Set out exactly, line by line, the stretch of data below that begins at the line containing "Issue #3553, opened 2019-11-27" and ends at the line containing "1. Explain what", with both ends kept.

========

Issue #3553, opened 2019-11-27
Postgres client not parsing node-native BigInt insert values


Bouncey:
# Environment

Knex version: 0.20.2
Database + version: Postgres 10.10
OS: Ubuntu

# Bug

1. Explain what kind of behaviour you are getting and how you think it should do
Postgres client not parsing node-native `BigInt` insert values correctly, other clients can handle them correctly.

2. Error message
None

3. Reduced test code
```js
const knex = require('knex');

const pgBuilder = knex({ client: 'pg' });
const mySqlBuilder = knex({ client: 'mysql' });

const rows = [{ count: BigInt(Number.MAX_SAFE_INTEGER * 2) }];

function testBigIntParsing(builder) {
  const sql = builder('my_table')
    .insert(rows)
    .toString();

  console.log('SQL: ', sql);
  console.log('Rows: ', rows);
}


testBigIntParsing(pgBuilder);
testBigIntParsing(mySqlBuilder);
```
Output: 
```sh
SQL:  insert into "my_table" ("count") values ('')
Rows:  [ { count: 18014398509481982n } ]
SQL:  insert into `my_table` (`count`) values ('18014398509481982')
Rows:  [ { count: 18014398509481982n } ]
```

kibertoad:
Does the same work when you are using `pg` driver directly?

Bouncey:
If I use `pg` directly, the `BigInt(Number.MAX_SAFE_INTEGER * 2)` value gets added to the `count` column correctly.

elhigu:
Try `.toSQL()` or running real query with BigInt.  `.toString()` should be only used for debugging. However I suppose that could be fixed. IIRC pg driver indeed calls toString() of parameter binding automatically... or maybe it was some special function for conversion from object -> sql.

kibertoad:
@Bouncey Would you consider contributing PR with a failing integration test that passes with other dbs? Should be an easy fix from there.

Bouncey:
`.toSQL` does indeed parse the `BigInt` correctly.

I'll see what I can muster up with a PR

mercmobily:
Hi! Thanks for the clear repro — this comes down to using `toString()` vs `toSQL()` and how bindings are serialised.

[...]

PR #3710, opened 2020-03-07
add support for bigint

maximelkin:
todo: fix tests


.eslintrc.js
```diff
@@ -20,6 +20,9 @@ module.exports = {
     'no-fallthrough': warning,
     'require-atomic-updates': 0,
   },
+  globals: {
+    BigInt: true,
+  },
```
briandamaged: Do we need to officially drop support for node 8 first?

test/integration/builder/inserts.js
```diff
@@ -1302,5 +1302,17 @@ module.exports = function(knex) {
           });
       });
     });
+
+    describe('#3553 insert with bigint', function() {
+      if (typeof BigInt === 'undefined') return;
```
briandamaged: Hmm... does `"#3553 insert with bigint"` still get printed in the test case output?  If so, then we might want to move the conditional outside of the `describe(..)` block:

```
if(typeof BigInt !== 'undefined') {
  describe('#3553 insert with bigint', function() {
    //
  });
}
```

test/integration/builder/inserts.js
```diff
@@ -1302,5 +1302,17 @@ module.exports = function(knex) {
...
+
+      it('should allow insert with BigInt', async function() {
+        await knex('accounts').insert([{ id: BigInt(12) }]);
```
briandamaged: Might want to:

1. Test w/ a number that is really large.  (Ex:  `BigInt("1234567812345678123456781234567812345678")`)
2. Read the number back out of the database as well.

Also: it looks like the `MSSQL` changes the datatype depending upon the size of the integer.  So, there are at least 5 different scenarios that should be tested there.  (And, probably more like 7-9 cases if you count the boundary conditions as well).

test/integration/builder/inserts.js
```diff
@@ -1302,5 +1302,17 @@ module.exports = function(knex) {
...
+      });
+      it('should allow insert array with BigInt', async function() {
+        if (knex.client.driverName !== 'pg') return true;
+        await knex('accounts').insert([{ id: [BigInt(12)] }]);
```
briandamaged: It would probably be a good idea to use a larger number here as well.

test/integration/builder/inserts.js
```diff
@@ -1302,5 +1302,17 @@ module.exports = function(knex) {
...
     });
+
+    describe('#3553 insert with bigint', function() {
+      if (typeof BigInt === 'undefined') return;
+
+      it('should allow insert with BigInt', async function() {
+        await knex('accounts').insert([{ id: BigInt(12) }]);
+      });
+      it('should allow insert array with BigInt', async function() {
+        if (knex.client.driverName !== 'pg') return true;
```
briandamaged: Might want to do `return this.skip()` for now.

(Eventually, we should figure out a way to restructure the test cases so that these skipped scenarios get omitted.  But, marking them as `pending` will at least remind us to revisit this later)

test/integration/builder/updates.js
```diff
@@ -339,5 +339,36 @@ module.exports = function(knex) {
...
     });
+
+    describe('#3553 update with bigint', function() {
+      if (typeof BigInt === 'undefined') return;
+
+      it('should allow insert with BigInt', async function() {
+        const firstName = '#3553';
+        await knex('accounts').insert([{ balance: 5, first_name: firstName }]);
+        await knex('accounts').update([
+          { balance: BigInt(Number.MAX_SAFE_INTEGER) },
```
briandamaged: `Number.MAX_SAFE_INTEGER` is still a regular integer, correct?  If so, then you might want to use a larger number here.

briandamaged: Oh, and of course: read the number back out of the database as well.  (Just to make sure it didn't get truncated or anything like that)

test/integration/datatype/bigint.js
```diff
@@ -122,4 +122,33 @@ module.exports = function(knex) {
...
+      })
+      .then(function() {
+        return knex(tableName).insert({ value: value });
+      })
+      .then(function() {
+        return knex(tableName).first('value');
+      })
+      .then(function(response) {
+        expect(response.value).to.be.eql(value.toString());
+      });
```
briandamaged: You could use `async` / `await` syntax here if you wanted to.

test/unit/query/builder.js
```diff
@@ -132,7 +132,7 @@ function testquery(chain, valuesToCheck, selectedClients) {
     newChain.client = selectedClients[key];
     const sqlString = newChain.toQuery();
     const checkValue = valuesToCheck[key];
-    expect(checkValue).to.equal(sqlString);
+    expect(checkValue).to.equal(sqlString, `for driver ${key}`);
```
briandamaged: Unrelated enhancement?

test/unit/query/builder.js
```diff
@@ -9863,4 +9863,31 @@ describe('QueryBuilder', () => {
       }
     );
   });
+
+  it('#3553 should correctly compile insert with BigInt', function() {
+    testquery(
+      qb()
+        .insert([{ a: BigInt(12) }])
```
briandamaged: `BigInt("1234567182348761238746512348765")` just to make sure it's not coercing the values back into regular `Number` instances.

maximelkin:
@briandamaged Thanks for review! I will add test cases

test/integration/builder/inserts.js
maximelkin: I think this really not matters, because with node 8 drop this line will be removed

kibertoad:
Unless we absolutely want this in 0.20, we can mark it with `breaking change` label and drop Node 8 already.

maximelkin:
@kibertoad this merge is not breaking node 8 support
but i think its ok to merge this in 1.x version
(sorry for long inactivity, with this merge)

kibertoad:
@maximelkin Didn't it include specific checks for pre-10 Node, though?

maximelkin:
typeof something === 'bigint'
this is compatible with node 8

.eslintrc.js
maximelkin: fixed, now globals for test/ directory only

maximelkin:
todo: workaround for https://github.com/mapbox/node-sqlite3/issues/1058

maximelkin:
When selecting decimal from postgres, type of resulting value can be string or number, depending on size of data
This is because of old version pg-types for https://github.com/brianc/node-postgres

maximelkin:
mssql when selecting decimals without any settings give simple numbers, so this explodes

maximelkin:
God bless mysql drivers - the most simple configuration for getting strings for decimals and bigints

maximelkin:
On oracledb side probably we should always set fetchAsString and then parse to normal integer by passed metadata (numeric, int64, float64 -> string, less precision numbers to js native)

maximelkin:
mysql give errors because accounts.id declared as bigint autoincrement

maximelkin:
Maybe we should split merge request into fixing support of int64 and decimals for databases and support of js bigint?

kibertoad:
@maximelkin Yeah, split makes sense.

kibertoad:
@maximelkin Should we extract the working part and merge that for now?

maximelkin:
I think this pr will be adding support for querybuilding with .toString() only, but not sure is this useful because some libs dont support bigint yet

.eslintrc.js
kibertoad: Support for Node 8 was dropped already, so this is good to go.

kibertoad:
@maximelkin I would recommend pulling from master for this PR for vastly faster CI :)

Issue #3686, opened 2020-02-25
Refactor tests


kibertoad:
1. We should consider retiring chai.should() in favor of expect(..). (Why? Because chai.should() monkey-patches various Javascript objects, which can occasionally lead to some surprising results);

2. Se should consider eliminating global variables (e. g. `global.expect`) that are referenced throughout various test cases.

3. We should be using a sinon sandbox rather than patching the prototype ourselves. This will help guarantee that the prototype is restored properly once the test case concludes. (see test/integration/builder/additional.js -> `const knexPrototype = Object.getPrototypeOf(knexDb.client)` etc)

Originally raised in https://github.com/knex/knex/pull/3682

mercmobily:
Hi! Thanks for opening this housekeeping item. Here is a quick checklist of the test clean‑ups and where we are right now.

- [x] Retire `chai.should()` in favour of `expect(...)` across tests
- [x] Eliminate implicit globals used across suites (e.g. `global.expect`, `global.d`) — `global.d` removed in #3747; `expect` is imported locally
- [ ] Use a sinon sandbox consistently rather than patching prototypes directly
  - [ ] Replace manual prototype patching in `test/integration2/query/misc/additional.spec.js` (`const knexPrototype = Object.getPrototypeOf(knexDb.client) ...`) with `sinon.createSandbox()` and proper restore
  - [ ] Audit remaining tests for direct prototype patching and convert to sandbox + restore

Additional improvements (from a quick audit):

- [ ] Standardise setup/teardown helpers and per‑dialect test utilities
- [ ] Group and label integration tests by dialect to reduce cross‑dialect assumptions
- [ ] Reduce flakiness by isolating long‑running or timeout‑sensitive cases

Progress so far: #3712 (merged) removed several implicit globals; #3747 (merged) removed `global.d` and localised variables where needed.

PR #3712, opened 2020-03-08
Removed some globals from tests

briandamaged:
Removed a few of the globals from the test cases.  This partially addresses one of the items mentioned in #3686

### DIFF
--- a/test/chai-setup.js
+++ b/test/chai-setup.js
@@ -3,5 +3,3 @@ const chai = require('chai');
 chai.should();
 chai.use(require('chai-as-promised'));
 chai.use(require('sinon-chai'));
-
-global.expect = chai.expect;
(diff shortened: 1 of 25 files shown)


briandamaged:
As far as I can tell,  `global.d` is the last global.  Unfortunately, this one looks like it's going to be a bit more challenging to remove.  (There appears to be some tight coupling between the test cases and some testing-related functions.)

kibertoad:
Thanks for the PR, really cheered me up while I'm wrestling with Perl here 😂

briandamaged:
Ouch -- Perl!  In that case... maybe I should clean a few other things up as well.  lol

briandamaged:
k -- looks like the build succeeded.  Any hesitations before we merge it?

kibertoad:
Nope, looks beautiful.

========

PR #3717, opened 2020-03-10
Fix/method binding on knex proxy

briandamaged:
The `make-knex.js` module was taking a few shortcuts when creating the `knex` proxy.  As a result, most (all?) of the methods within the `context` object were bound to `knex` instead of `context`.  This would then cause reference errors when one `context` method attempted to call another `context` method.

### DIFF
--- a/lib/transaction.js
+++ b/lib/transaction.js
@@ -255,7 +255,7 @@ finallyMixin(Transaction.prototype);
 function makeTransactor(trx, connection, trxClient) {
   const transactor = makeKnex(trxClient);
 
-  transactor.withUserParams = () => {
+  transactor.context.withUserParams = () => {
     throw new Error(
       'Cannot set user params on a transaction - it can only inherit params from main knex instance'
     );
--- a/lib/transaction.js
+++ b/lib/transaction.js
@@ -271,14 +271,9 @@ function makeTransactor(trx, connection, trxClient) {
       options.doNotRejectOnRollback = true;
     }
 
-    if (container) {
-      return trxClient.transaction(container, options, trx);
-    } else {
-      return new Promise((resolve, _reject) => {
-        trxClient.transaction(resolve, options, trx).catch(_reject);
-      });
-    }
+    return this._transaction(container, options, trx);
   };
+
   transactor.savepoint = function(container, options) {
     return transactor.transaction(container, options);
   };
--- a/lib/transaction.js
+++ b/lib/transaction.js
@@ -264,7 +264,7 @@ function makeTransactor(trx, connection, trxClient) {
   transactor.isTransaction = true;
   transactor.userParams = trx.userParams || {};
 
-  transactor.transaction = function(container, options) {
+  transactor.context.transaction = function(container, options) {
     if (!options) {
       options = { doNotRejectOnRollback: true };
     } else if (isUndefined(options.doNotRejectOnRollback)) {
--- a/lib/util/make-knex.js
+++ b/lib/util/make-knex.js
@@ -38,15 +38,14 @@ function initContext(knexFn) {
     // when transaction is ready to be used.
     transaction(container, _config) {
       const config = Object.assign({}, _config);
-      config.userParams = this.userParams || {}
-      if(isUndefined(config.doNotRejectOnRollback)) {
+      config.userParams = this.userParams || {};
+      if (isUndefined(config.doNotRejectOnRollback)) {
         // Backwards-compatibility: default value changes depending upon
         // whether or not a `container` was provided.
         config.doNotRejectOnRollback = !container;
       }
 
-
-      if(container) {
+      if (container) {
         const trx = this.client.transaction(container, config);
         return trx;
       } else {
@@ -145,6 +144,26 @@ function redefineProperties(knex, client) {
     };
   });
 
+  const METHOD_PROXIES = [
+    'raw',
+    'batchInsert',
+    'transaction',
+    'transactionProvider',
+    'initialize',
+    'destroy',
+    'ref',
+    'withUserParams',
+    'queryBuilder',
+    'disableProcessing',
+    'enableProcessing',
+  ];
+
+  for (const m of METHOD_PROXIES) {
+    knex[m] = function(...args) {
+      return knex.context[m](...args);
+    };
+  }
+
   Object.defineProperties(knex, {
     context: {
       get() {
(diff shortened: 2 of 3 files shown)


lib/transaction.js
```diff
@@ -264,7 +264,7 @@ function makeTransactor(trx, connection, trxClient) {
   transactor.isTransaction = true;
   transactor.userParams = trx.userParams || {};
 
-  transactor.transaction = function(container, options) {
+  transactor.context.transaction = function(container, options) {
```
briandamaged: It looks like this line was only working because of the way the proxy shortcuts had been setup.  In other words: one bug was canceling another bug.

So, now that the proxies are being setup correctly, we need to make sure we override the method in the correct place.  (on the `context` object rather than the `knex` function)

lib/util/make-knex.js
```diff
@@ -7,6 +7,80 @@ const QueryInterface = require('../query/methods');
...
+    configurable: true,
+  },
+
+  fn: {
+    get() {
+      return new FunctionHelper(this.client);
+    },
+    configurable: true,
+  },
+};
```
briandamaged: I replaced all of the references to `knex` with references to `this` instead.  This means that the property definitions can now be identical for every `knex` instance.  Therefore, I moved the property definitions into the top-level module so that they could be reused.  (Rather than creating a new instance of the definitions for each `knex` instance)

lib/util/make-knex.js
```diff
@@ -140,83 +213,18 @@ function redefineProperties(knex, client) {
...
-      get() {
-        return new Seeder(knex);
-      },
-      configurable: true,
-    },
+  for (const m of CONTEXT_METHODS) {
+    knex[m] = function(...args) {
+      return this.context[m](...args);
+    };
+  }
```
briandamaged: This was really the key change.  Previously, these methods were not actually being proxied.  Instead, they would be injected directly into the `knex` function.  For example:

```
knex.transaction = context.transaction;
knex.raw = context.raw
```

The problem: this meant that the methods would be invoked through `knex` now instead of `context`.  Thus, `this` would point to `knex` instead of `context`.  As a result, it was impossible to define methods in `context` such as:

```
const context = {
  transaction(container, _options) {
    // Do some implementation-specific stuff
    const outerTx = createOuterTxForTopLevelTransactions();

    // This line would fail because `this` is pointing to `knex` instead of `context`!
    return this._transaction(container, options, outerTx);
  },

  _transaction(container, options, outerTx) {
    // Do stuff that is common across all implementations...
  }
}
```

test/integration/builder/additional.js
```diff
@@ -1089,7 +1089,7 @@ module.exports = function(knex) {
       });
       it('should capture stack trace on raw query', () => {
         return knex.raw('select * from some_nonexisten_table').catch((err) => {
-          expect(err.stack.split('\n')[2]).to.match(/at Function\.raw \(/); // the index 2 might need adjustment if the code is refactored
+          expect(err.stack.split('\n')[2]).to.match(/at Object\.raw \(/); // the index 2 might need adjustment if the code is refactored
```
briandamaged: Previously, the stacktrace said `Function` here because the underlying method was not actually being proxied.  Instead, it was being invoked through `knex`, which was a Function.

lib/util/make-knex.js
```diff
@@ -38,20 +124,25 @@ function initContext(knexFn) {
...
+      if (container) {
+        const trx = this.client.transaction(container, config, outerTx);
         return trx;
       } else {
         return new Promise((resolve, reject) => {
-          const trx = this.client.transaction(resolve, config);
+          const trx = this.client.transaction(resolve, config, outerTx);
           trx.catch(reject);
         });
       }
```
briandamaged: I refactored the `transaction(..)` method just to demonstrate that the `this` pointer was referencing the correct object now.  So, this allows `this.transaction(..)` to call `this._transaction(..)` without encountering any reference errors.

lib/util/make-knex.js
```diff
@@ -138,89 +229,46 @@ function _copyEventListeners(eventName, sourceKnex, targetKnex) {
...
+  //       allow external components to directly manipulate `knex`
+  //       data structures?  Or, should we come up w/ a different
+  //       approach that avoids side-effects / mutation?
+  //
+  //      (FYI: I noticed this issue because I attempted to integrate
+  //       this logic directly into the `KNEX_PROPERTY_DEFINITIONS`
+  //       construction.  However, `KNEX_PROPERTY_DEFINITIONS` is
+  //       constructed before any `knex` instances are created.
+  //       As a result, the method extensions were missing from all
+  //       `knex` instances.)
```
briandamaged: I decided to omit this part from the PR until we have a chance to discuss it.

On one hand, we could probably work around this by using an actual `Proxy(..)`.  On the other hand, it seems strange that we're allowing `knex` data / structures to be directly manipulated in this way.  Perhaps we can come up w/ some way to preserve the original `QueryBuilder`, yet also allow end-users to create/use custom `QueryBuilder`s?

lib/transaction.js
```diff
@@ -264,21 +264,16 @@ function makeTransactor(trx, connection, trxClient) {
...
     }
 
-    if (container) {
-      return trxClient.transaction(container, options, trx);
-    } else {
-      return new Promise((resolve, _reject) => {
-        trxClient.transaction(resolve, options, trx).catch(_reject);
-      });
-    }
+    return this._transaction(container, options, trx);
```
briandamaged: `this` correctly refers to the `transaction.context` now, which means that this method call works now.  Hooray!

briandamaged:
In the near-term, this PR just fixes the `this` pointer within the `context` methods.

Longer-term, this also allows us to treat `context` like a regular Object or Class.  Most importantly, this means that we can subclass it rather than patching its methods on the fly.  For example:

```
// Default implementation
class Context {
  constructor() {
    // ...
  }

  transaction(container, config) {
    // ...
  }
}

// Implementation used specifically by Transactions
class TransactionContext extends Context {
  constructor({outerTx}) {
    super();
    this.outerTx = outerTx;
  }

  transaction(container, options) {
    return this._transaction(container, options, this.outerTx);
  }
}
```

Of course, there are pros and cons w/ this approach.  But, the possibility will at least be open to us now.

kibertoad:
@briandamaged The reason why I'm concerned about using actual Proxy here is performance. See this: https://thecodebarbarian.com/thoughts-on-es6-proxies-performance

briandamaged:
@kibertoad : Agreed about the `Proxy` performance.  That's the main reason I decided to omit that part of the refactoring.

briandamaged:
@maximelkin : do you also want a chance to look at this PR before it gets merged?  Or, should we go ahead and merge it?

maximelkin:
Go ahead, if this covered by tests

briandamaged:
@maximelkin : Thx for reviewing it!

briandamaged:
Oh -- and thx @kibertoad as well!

========

◆ Exercise result:
Issue #3553, opened 2019-11-27
Postgres client not parsing node-native BigInt insert values


Bouncey:
# Environment

Knex version: 0.20.2
Database + version: Postgres 10.10
OS: Ubuntu

# Bug

1. Explain what kind of behaviour you are getting and how you think it should do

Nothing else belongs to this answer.